Gli ultimi Jedi è una vera e propria bomba ad orologeria e finalmente offre dignità a personaggi che nell’episodio precedente sembravano essere al di sotto delle aspettative. Mi riferisco ovviamente a Kylo Ren aka Ben Solo e alla “venditrice di rottami”, Rey. In entrambi scorre impetuosa la Forza, chissà che succederà nel film previsto tra due anni.

Una critica che non è una vera e propria critica: io mi aspettavo un approfondimento più corposo sull’etica della religione Jedi, su questa forma ascetica di bushido orientaleggiante, di superuomini alle prese con un mondo corrotto, di entità superiori in bilico tra bene e male, tra il Lato Oscuro e la luce.
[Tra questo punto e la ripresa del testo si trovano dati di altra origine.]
Issue #105, opened 2017-05-07
[Feature Request] output device sampling rate control for bit-perfect audio


RJVB:
This is a bit of a pet horse for me: getting bit-perfect audio output. This is an approach where you send the demuxed and decodec audio stream "as is" to a DAC like a headphone amp or an AV amplifier. IOW, you adapt the output sampling rate of your audio device to the content instead of resampling the content to match the current device sampling rate, with the goal of getting as pure a signal as possible into the best DAC you might have. Evidently there is also a (small) cost to sampling rate conversion so skipping that step frees the CPU for other tasks, might improve audio/video synchronisation, etc.

I'm not certain to what extent this is possible on Linux desktops where PulseAudio is running but it certainly should be possible on MSWin (using WASAPI) and Mac.

This is something I'd probably enjoy contributing myself, for Mac. As far as I can tell you only support PortAudio on that platform; do you happen to know if PortAudio has an API for setting the device output rate? That might be easiest, but I have already written a plugin for iTunes once that does the same thing so if could contribute some "native" code too if required.

zaps166:
> This is an approach where you send the demuxed and decodec audio stream "as is" to a DAC like a headphone amp or an AV amplifier.

I don't understand... :)

---

QMPlay2 demuxes, decodes and sends samples as-is to the output (PortAudio in your case). The only thing which QMPlay2 does is converting samples to 32-bit `float` (if decoded audio is not `float`). If the output (PortAudio->CoreAudio, ALSA, PulseAudio, OpenSLES, etc.) is unable to open desired sample rate (song sample rate), QMPlay2 tries to use supported sample rate and it resamples the audio. You can also go to Playback Settings and force the sample rate manually - then QMPlay2 will also resample.

On macOS you can set CoreAudio sample rate [here](https://support.apple.com/library/content/dam/edam/applecare/images/en_US/imac/audio_midi_setup.png) - adjust it to your song sample rate if DAC properly supports this sample rate (e.g. on my PC motherboard, 44.1 kHz doesn't sound good, but 48 kHz is good, so it is better to use high quality resampler in OS, e.g. `speex-float-5` in PulseAudio).

FFmpeg resampler is used in QMPlay2 (libswresample) with linear interpolation enabled: https://github.com/zaps166/QMPlay2/blob/master/src/qmplay2/SndResampler.cpp

RJVB:
On Sunday May 07 2017 03:18:29 Błażej Szczygieł wrote:
[...]

PR #108, opened 2017-05-09
Allow bit-perfect audio output where supported

RJVB:
When QMPlay2 isn't configured to resample all audio content to a user-specific sample rate it sends the demuxed and decoded audio stream "as is" to the selected audio device. When using the PortAudio module a stream is opened that is set to the content sample rate, but no attempt is made to configure the device appropriately.
This patch introduces an initial implementation of a bit-perfect audio option in the PortAudio module. After opening the PA stream, platform-native APIs are called to switch the selected audio device to the content's sample rate or to the most appropriate (closest) supported sample rate.
The initial device settings are cached and restored when playback is stopped.

The goal is to create the optimum playback conditions where the device will not introduce unnecessary aliasing artefacts. Evidently this cannot catch all non-ideal situations: content with higher sample rate than the device can handle (say 192kHz vs. 48kHz) will sound sub-optimally (or just plain bad). Such cases would require resampling down (an integer factor) to the most appropriate supported sample rate and set the device to that rate. I don't see how to force the resample step from within an output module, though.

The patch also
- contains a QByteArray optimisation
- checks for changes to the default PA device before opening the PA stream


zaps166:
Isn't better to write the entire CoreAudio module?

RJVB:
On Thursday May 11 2017 07:48:17 Błażej Szczygieł wrote:
>Isn't better to write the entire CoreAudio module?

Bypassing PortAudio, you mean?

Yes, I guess it would be. One less dependency, and also PortAudio apparently doesn't detect when you change the output device while QMPlay2 is running.

But I'll admit that I don't really have the time to start figuring out how to write such a module properly.

Another argument against: with the current approach porting the new feature to other platforms only requires porting the AudioDevice classes. I'm thinking about MSWin in particular: most PCs have HDMI ports nowadays, and MS Windows can do audio-only over HDMI.

zaps166:
> But I'll admit that I don't really have the time to start figuring out how to write such a module properly.

Maybe I'll try to do something with CoreAudio if macOS version is useful for other people :) I know that PortAudio might not be sufficient... I'll ask you about macOS things when I start writing it, OK?

> in particular: most PCs have HDMI ports nowadays, and MS Windows can do audio-only over HDMI.

What do you mean? What about internal notebook speakers, analog Jack output, DisplayPort, USB devices, Bluetooth devices? 😄 

---

Current Windows PortAudio implementation doesn't detect audio device changes w/o restarting QMPlay2, but it can play via new audio device even without restarting playback (e.g. play via internal speakers, connect HDMI and it can automatically continue playing via HDMI).

RJVB:
On Thursday May 11 2017 08:18:57 Błażej Szczygieł wrote:

> > But I'll admit that I don't really have the time to start figuring out how to write such a module properly.
> 
> Maybe I'll try to do something with CoreAudio if macOS version is useful for other people :) I know that PortAudio might not be sufficient... I'll ask you about macOS things when I start writing it, OK?

Fine, and I'll try to help!

> > in particular: most PCs have HDMI ports nowadays, and MS Windows can do audio-only over HDMI.
> 
> What do you mean? What about internal notebook speakers, analog Jack output, DisplayPort, USB devices, Bluetooth devices? 😄 

Yeah, I realised my argument wasn't really complete :)
What I mean is that HDMI gives you a cheap and easily available option to use a PC as a content source with the quality DAC in an AV ("home cinema") amplifier . Often the entry-level models have the same components that matter as the more expensive models with all kinds of bells and whistles. The one I have didn't cost more than a good USB headphone amplifier, except that it can drive up to 5 big speakers, has optic inputs, a built-in radio etc. It's a prime candidate for bit-perfect audio output, but not any more so than other external devices ... or an internal soundcard if it has a sufficiently shielded line-out. The analog out from most PCs (and even Macs) rarely puts out a quality signal so aiming for the highest possible quality doesn't make much sense with that output.
DisplayPort on PCs? I suppose it exists, but I've yet to encounter it in laptops and notebooks that cost less than a Mac ;)


> Current Windows PortAudio implementation doesn't detect audio device changes w/o restarting QMPlay2

Maybe that's a cross-platform design flaw then?

> , but it can play via new audio device even without restarting playback (e.g. play via internal speakers, connect HDMI and it can automatically continue playing via HDMI).

That doesn't work on Mac.

R.

zaps166:
> DisplayPort on PCs?

Most modern nvidia graphics cards have DisplayPort (including my graphics card), see (Polish): https://www.x-kom.pl/g-5/c/346-karty-graficzne-pci-e.html?f[1710][73038]=1 :)

> That doesn't work on Mac.

Yes, because that note was about Windows.

RJVB:
On Thursday May 11 2017 10:00:07 Błażej Szczygieł wrote:
> Most modern nvidia graphics cards have DisplayPort (including my graphics card), see (Polish): https://www.x-kom.pl/g-5/c/346-karty-graficzne-pci-e.html?f[1710][73038]=1 :)

Good to know, but are those available to the OS as if they were on the motherboard?
Still doesn't help (potential) notebook owners, though ;)

> Yes, because that note was about Windows.

Yes, and I just confirmed that it only works on MS Windows O:-)

zaps166:
IMHO it should be done as a CoreAudio module instead of modifying PortAudio module - too much macOS code. E.g. Linux has native ALSA and PulseAudio support.

RJVB:
That, or it should be upstreamed into PortAudio where all client software gets to benefit from it. The sample rate parameter is already being passed in, just as well use it :)

I've proposed my patch upstream, but the project uses a repo of a paying service so I'm not even certain they ever got my proposition (before my evaluation account expired).

zaps166:
Closing, see #105

src/modules/PortAudio/Mac/AudioDevice.h
```diff
@@ -0,0 +1,136 @@
+/*
```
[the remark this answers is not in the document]
RJVB: I don't see why it couldn't. The license boilerplate even suggests that it doesn't *have* to be preserved for when you modify the software and/or redistribute only parts of it. We should be fine  when we keep it.

Either way, this comes from example code showing how certain things need to be done. It's not like there are any number of other ways to do the same thing.

src/modules/PortAudio/PortAudioWriter.cpp
```diff
@@ -191,7 +204,30 @@ void PortAudioWriter::pause()
 
 QString PortAudioWriter::name() const
 {
-	return PortAudioWriterName;
```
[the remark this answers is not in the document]
RJVB: This I don't get. Why not provide the more detailed information everywhere? I propose to add the content sample rate only on Mac (aka platforms where bitperfect audio is supported, if ever there will be more) but NOT to check for the bitperfect flag. This will tell the user at any time how sample rate is being handled during playback: conversion by CoreAudio (bitperfect OFF) or by the hardware device.

RJVB:
I'm kind of allergic to the 'macOS' naming which is inappropriate for older OS X and Mac OS X versions - I'll use the more specific and `3rdparty/CoreAudio` path (more generic too, since there is a CoreAudio implementation for MS Windows ;) ).

src/modules/PortAudio/PortAudio.cpp
```diff
@@ -88,15 +88,23 @@ ModuleSettingsWidget::ModuleSettingsWidget(Module &module) :
...
+	bitPerfect = new QCheckBox(tr("Bit-perfect audio"));
+	bitPerfect->setChecked(sets().getBool("BitPerfect"));
+	bitPerfect->setToolTip(tr("This sets the selected output device to the sample rate of the content being played"));
+#endif
+
 	QFormLayout *layout = new QFormLayout(this);
 	layout->addRow(enabledB);
 	layout->addRow(tr("Playback device") + ": ", devicesB);
 	layout->addRow(tr("Delay") + ": ", delayB);
+	layout->addRow(bitPerfect);
```
zaps166: Crash, please add `#ifdef Q_OS_MACOS`

src/modules/PortAudio/PortAudio.cpp
```diff
@@ -88,15 +88,23 @@ ModuleSettingsWidget::ModuleSettingsWidget(Module &module) :
...
 }
 
 void ModuleSettingsWidget::saveSettings()
 {
 	sets().set("WriterEnabled", enabledB->isChecked());
 	sets().set("OutputDevice", devicesB->currentIndex() == 0 ? QString() : devicesB->currentText());
 	sets().set("Delay", delayB->value());
+	sets().set("BitPerfect", bitPerfect->isChecked());
```
zaps166: Crash, please add `#ifdef Q_OS_MACOS`

src/modules/PortAudio/PortAudio.hpp
```diff
@@ -53,4 +53,5 @@ class ModuleSettingsWidget final : public Module::SettingsWidget
 	QCheckBox *enabledB;
 	QComboBox *devicesB;
 	QDoubleSpinBox *delayB;
+	QCheckBox *bitPerfect;
```
zaps166: Please add `#ifdef Q_OS_MACOS`

src/modules/PortAudio/PortAudioWriter.cpp
```diff
@@ -43,10 +46,21 @@ PortAudioWriter::PortAudioWriter(Module &module) :
 	outputParameters.sampleFormat = paFloat32;
 	outputParameters.hostApiSpecificStreamInfo = nullptr;
 
+#ifdef Q_OS_MACOS
+	coreAudioDevice = nullptr;
```
zaps166: This is already initialized in header file :)

src/modules/PortAudio/PortAudioWriter.cpp
```diff
@@ -43,10 +46,21 @@ PortAudioWriter::PortAudioWriter(Module &module) :
...
 	SetModule(module);
 }
 PortAudioWriter::~PortAudioWriter()
 {
+#ifdef Q_OS_MACOS
+	if (coreAudioDevice)
+	{
+		coreAudioDevice->ResetNominalSampleRate();
+	}
+	delete coreAudioDevice;
```
zaps166: `delete nullptr` is no-op, but if you have `if`, you can move this above :)

src/modules/PortAudio/PortAudioWriter.cpp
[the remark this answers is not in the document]
zaps166: I'll check this code at runtime :)

src/modules/PortAudio/PortAudioWriter.cpp
```diff
@@ -203,12 +240,36 @@ bool PortAudioWriter::open()
...
+	}
+#endif
 	PaStream *newStream = nullptr;
 	if (Pa_OpenStream(&newStream, nullptr, &outputParameters, sample_rate, 0, paDitherOff, nullptr, nullptr) == paNoError)
 	{
 		stream = newStream;
 		outputLatency = Pa_GetStreamInfo(stream)->outputLatency;
 		modParam("delay", outputLatency);
+#ifdef Q_OS_MACOS
+		modParam("rate", Pa_GetStreamInfo(stream)->sampleRate);
```
zaps166: This parameter is set by `AudioThr` and shouldn't be changed here. Maybe use class member variable if it is needed for `PortAudioWriter::processParams`? And shouldn't it be inside `if (bitPerfectMode)`?

src/modules/PortAudio/PortAudioWriter.cpp
```diff
@@ -203,12 +240,36 @@ bool PortAudioWriter::open()
...
+		if (bitPerfectMode)
+		{
+			const QString devName = QString::fromUtf8(Pa_GetDeviceInfo(outputParameters.device)->name);
```
zaps166: `QString::fromUtf8` does nothing, you can remove this.

src/modules/PortAudio/PortAudioWriter.cpp
```diff
@@ -203,12 +240,36 @@ bool PortAudioWriter::open()
...
+			AudioDeviceList::DeviceDict devDict = AudioDeviceList().GetDict();
```
zaps166: `const AudioDeviceList::DeviceDict`

src/modules/PortAudio/PortAudioWriter.cpp
```diff
@@ -203,12 +240,36 @@ bool PortAudioWriter::open()
...
+			if (devDict.contains(devName))
+			{
+				coreAudioDevice = AudioDevice::GetDevice(devDict[devName], false, coreAudioDevice);
+				if (coreAudioDevice && bitPerfectMode)
```
zaps166: `if (coreAudioDevice)`, `bitPerfectMode` is checked earlier

src/modules/PortAudio/PortAudioWriter.cpp
```diff
@@ -203,12 +240,36 @@ bool PortAudioWriter::open()
 
 bool PortAudioWriter::openStream()
 {
+#ifdef Q_OS_MACOS
+	bool bitPerfectMode = sets().getBool("BitPerfect");
+	if (bitPerfectMode && (outputDevice.isEmpty() || outputDevice == "Default"))
```
zaps166: IIRC default device is always empty/null. Moreover default device is translated on the list. So `outputDevice == "Default"` not needed.

src/modules/PortAudio/PortAudioWriter.cpp
```diff
@@ -203,12 +240,36 @@ bool PortAudioWriter::open()
...
+	{
+		int chn = getParam("chn").toInt();
+		outputParameters.device = PortAudioCommon::getDeviceIndexForOutput(outputDevice, chn);
```
zaps166: This is done in `PortAudioWriter::processParams`, soon before calling this function, IMHO not needed here.

src/modules/PortAudio/PortAudio.cpp
RJVB: oops...

src/modules/PortAudio/PortAudio.cpp
RJVB: oops, bis.

Shouldn't we in fact create the bitPerfect checkbox on all platforms but show it only on Mac? That would be the easiest way to ensure that the settings file preserves everything, even if you share it across different platforms.

src/modules/PortAudio/PortAudioWriter.cpp
RJVB: Well, you asked for it :p

On second thought, I'm moving the initialisation up so that all initialised member variables are handled in the same way in the same location. I don't really like initialising variables in a header; too easy to forget.

src/modules/PortAudio/PortAudioWriter.cpp
RJVB: Are you certain it is always being done and that the setting will never be changed? (Seems unlikely but can't shake the feeling I put the block there for a reason).

I'll re-test.

src/modules/PortAudio/PortAudioWriter.cpp
RJVB: Again, I'll have to re-test to see if I can remember why I added the statement.

src/modules/PortAudio/PortAudioWriter.cpp
RJVB: I'm used to KDE where the ctors taking C strings have been disabled...

src/modules/PortAudio/PortAudioWriter.cpp
zaps166: > Well, you asked for it

I asked for initialization in header, because QMPlay2 uses now C++11 and we can use new features. Initializing POD data in constructor to its default values (0) makes no sense, so hopefully C++11 helps us allowing to initialize in header :)

src/modules/PortAudio/PortAudio.cpp
zaps166: bitPerfect is available on Mac, so no need to store it on other platforms. If somebody adds it for Windows, then it will be changed.

RJVB:
>bitPerfect is available on Mac, so no need to store it on other platforms. If somebody adds it for Windows, then it will be changed.

How would you feel if you opened, say, a word processing document on a different computer that doesn't have any printers configured, and you lost all print settings for the document?

It's a bit of a far-fetched example, but it shows the principle that we adhere to in a number of other cross-platform projects I collaborate on. You don't know what use cases users might invent, so take care not to trash settings that don't concern you (IOW, don't trespass ;) ).
With QtCurve for instance that requires quite a bit of extra code, here it's maybe 1 extra instruction (to hide the widget) and probably less #ifdefs.

Just saying.

RJVB:
>I asked for initialization in header, because QMPlay2 uses now C++11 and we can use new features.

New features aren't always progress. Inline initialisation is perfectly fine if you have an in-file class definition, doing it in a different file is impractical IMHE (humble experience :)) and thus likely to lead to errors.

>Initializing POD data in constructor to its default values (0) makes no sense, so hopefully C++11 helps us allowing to initialize in header :)

In other words, it's not even necessary to initialise it, so why bother with it?

zaps166:
> How would you feel if you opened, say, a word processing document on a different computer that doesn't have any printers configured, and you lost all print settings for the document?

If you open e.g. MKV file in QMPlay2 you don't loose anything.

---

Who needs not working checkbox with a comment that it doesn't work 😄 And who will copy configuration files from Mac to e.g. Windows? Moreover not saving this doesn't mean that this setting will be removed from configuration file - it won't change its value; nothing is lost.

RJVB:
On Tuesday February 06 2018 12:12:47 Błażej Szczygieł wrote:

> Who needs not working checkbox with a comment that it doesn't work 

My proposition was to hide it, so the user wouldn't even know there's a checkbox.

> And who will copy configuration files from Mac to e.g. Windows?

I exchange settings files between Mac and Linux all the time. And don't you provide a portable install version? It'd be nice if you could have a single removable drive with content and the possibility to have Mac, MSWindows and Linux versions of the player that all share the same settings, no? Plug in the drive, launch the player and off you go, no matter what platform you're on.

> Moreover not saving this doesn't mean that this setting will be removed from configuration file - it won't change its value; nothing is lost.

If that's the case then my proposition is moot

zaps166:
> I exchange settings files between Mac and Linux all the time

Not saving this on Linux doesn't corrupt your config files. If bit-perfect is `true` on mac, it'll remain true on Linux.

src/modules/PortAudio/CMakeLists.txt
```diff
@@ -13,6 +13,14 @@ set(PortAudio_SRC
     PortAudioWriter.cpp
 )
 
+if(APPLE)
+    list(APPEND PortAudio_SRC
+        3rdparty/CoreAudio/AudioDevice.mm
+        3rdparty/CoreAudio/AudioDeviceList.cpp
+    )
+    include_directories(3rdparty/CoreAudio)
```
zaps166: Not needed, and include:
```c++
#include "3rdparty/CoreAudio/AudioDeviceList.h"
#include "3rdparty/CoreAudio/AudioDevice.h"
```

src/modules/PortAudio/PortAudio.cpp
zaps166: Missing `#ifdef Q_OS_MACOS` - it doesn't compile on Linux/Windows.

src/modules/PortAudio/PortAudioWriter.cpp
```diff
@@ -24,6 +24,9 @@
 #endif
 
 #ifdef Q_OS_MACOS
+	#include <QDebug>
```
zaps166: `QDebug` not needed in this PR

src/modules/PortAudio/3rdparty/CoreAudio/AudioDevice.h
```diff
@@ -0,0 +1,136 @@
...
+#ifndef __AudioDevice_h__
+#define __AudioDevice_h__
+
+#include <CoreServices/CoreServices.h>
+#include <CoreAudio/CoreAudio.h>
+
+#include <qglobal.h>
+
+#ifndef DEPRECATED_LISTENER_API
+#	if !QT_MACOS_PLATFORM_SDK_EQUAL_OR_ABOVE(__MAC_10_11)
```
zaps166: Does not compile:
```
/Users/tomo/Documents/QMPlay2/src/modules/PortAudio/3rdparty/CoreAudio/AudioDevice.h:58: error: token is not a valid binary operator in a preprocessor subexpression
#       if !QT_MACOS_PLATFORM_SDK_EQUAL_OR_ABOVE(__MAC_10_11)
           ~~~~~~~~~~~~~~~~~~~~~~~~~~~~~~~~~~~~~^
```

src/modules/PortAudio/3rdparty/CoreAudio/AudioDevice.mm
```diff
@@ -0,0 +1,641 @@
...
+                    // update the rate we should reset to
+                    dev->SetInitialNominalSampleRate(sampleRate);
+                    if (!dev->listenerSilentFor) {
+                        NSLog(@"%@\n\tkAudioDevicePropertyActualSampleRate=%g\n", msg, sampleRate);
+                    }
+                }
+                break;
+            default:
+                if ((dev && !dev->listenerSilentFor)) {
+                    NSLog(msg);
```
zaps166:
```
/Users/tomo/Documents/QMPlay2/src/modules/PortAudio/3rdparty/CoreAudio/AudioDevice.mm:156:27: warning: format string is not a string literal (potentially insecure) [-Wformat-security]
                    NSLog(msg);
                          ^~~
/Users/tomo/Documents/QMPlay2/src/modules/PortAudio/3rdparty/CoreAudio/AudioDevice.mm:156:27: note: treat the string as an argument to avoid this
                    NSLog(msg);
                          ^
                          @"%@", 
1 warning generated.
```

src/modules/PortAudio/PortAudioWriter.cpp
```diff
@@ -33,6 +36,9 @@ PortAudioWriter::PortAudioWriter(Module &module) :
 	stream(nullptr),
 	sample_rate(0),
 	err(false)
+#ifdef Q_OS_MACOS
+	, coreAudioDevice(nullptr)
```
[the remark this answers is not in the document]
RJVB: Well, you're the boss here :)
I do notice though that none of the examples in that link use separate definition and declaration (header and implementation) files ;)

src/modules/PortAudio/3rdparty/CoreAudio/AudioDevice.h
RJVB: What Qt version? I'm not certain if compiling Qt apps with just the CLT is supported officially but if it is that should not make a difference. Those macros are pure Qt but the 10_11 ones were added in June 2015 only.

Does copying the definition for __MAC_10_11 and/or MAC_OS_X_VERSION_10_11 solve the issue (I'm including both but hope only __MAC_10_11 is required)?

src/modules/PortAudio/3rdparty/CoreAudio/AudioDevice.mm
RJVB: If you want to be bothered by that :)

src/modules/PortAudio/3rdparty/CoreAudio/AudioDevice.h
zaps166: `QT_MACOS_PLATFORM_SDK_EQUAL_OR_ABOVE` doesn't exist in Qt 5.6, but QMPlay2 must support Qt 5.6. `MAC_OS_X_VERSION_10_11` seems to not be used in project.

zaps166: You defined wrong macro (`QT_OSX_PLATFORM_SDK_EQUAL_OR_ABOVE` != `QT_MACOS_PLATFORM_SDK_EQUAL_OR_ABOVE`).

I think it is better to use `__MAC_OS_X_VERSION_MAX_ALLOWED` directly. Any why there is need to use `DEPRECATED_LISTENER_API`?

RJVB:
On Sunday February 11 2018 22:00:40 Błażej Szczygieł wrote:

>You defined wrong macro (`QT_OSX_PLATFORM_SDK_EQUAL_OR_ABOVE` != `QT_MACOS_PLATFORM_SDK_EQUAL_OR_ABOVE`).

From the 5.9 qglobal.h:
```
// Compatibility synonyms, do not use

#  define QT_OSX_PLATFORM_SDK_EQUAL_OR_ABOVE(osx) QT_MACOS_PLATFORM_SDK_EQUAL_OR_ABOVE(osx)
```

QT_OSX_PLATFORM_SDK_EQUAL_OR_ABOVE is the old form of QT_MACOS_PLATFORM_SDK_EQUAL_OR_ABOVE and will hopefully work with Qt 5.6 .
I did make a stupid error (again...) implementing the fallback; that should be fixed now.

>
>I think it is better to use `__MAC_OS_X_VERSION_MAX_ALLOWED` directly. Any why there is need to use `DEPRECATED_LISTENER_API`?

That will lead to similar code because Apple hasn't been defining the version macros several versions in advance. So maybe it's better because the rest of the class doesn't depend on Qt but that's about the only difference I think.


I'm not certain why it's needed to use this API on 10.9 but since you support Qt 5.6 QMPlay2 should run also on older OS X versions (down to 10.7 IIRC). The new API was introduced in 10.7 but that doesn't mean it worked perfectly. CoreAudio is notorious for its bad (rather, absent) documentation, so in practice you use what works. I notice that PortAudio also uses the old API.

(Also look at how long it took for AVFoundation to come even close to feature-completion AFTER QuickTime was deprecated.)

If you prefer we can just use the old API in the upstream implementation and keep both plus the switch in my fork for testing until I figure out how to get that new API to work on all supported OS versions.

BTW, you probably saw that the listener is only there to catch cases where the user changes the device sample rate via the OS while QMPlay2 is playing in bitperfect mode (or when another application does this).
I'm not sure I consider that a crucial feature, do you? We can also document that any 3rd party changes to the samplerate will be lost when playback stops and restores the initial samplerate.
After all you probably shouldn't make such changes during playback (except for testing, and then QMplay2 should probably just restore that initial samplerate)?

RJVB:
Yay :)

zaps166:
Remaining bugs, missing docs, etc, can be fixed later :)

---

I've noticed that this code changes sample rate even if it is equal (e.g. 44100 -> 44100) according to logs. Is it correct? I cannot test changing samplerate on VirtualBox (only 44100 Hz is available).

> you probably saw that the listener is only(...)

I haven't read the entire Obj-C code :)

---

I want to merge this by squashing it into a single commit, OK?

RJVB:
> Remaining bugs, missing docs, etc, can be fixed later :)

Sure.

> I've noticed that this code changes sample rate even if it is equal (e.g. 44100 -> 44100) according to logs. Is it correct?

No, AudioDevice::SetNominalSampleRate() is actually a noop when the current samplerate is already the requested rate. The log doesn't say it changes the rate ;) Of course that was mostly for debugging purposes, if you want I can move the NSLog call into the if block that does the actual work.


> > you probably saw that the listener is only(...)
> 
> I haven't read the entire Obj-C code :)

Fortunately there's more than just the listener code :)

R.

zaps166:
I merged it in console and Github doesn't know that this is merged, hmm...

zaps166:
Maybe I should remove commit and merge here.

zaps166:
I don't know if an issue number triggers a merge or something else, but now it is OK :)

RJVB:
That's what counts, no? :)

zaps166:
@RJVB Thanks for your PR :)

Ecco, sono uno di quei nerdoni che rimpiangono alcune atmosfere sacre di quest’ordine di monaci guerrieri devoti alla causa. Non rinnegare e non restaurare, questo era importante fare e sono convinto che Rian Johnson – il regista – sia riuscito nell’intento. Nel 2019 vedremo un capolavoro, ne sono certo, con i personaggi più importanti ormai cotti a puntino e pronti a vivere di vita propria.

Altra nota di colore, stupenda l’ambientazione della Montecarlo spaziale e carina l’idea di quelle bestie “acchiappalike” chiamate Porg. Li riconoscerete con facilità, sono una quasi palese citazione e/o scopiazzatura del Gatto con gli stivali di Shrek. Venderanno milioni di gadget solo con questo pupazzetto, vecchi volponi.

Ripeto, siamo davanti ad un titolo veramente di qualità capace di unire nel giudizio positivo sia i vecchi fanatici che i giovani spettatori. E non era affatto facile.

Voto 8 e ½ e sempre e solo forza Lato Oscuro.